**Your goal:** Report every line in the listing that contains the string "toastNotificationPage".

**Provided records:**
PR #849, opened 2019-12-13
Migrates Images list view to the PF4 data list

jgiardino:
This is a duplicate of #846 except that it is based on master instead of #767.

- Updates text strings based on [latest design](https://docs.google.com/presentation/d/1LCvefUG_a3o4M2Cf4xbhtNHEeyJJ2uzfQpmycKEBJHY/edit?usp=sharing) and moves most of them to the beginning of the file
- Adds image size to the image list item
- Migrates list of images to PF4 data list component and makes layout updates based on [latest design](https://docs.google.com/presentation/d/1LCvefUG_a3o4M2Cf4xbhtNHEeyJJ2uzfQpmycKEBJHY/edit?usp=sharing)
- Moves Logs contents to a separate component for future use with Uploads list

### DIFF
--- a/test/end-to-end/specs/imageBuilding.test.js
+++ b/test/end-to-end/specs/imageBuilding.test.js
@@ -58,6 +58,9 @@ describe("View Blueprint Page", function() {
     toastNotificationPage.closeButton.click();
     $(toastNotificationPage.containerSelector).waitForExist(timeout, true);
     viewBlueprintPage.imagesTab.click();
+
+    // show actions menu
+    viewBlueprintPage.imageMoreButton.click();
   });
 
   after(function() {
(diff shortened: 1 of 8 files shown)


test/end-to-end/specs/imageBuilding.test.js
```diff
@@ -119,6 +122,7 @@ describe("View Blueprint Page", function() {
 
   describe("Delete Image Page", function() {
     before(function() {
+      viewBlueprintPage.imagesTab.click();
```
jgiardino: @henrywang I'm not sure whether this line was the right fix for this test or not, but now the `Delete Image Page` tests are passing with this update. 

As part of the PF4 migration, I moved the Download action to the actions menu. This required me to add `viewBlueprintPage.imageMoreButton.click();` above (line 63) so that the Download action could be found. But I think this also caused the same call on the next line (125) to result in dismissing the menu, making the Delete action not visible. Based on this assumption, I added `viewBlueprintPage.imagesTab.click();` here so that if the menu is visible, it is dismissed, so that when the `imageMoreButton` is clicked, it will open the menu again.

martinpitt:
[firefox failed again](https://209.132.184.41:8493/logs/pull-849-20191216-212626-ce3a2fd8-weldr-cockpit-composer--fedora-31-firefox/log.html), retrying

**Result of this exercise:**
     toastNotificationPage.closeButton.click();
     $(toastNotificationPage.containerSelector).waitForExist(timeout, true);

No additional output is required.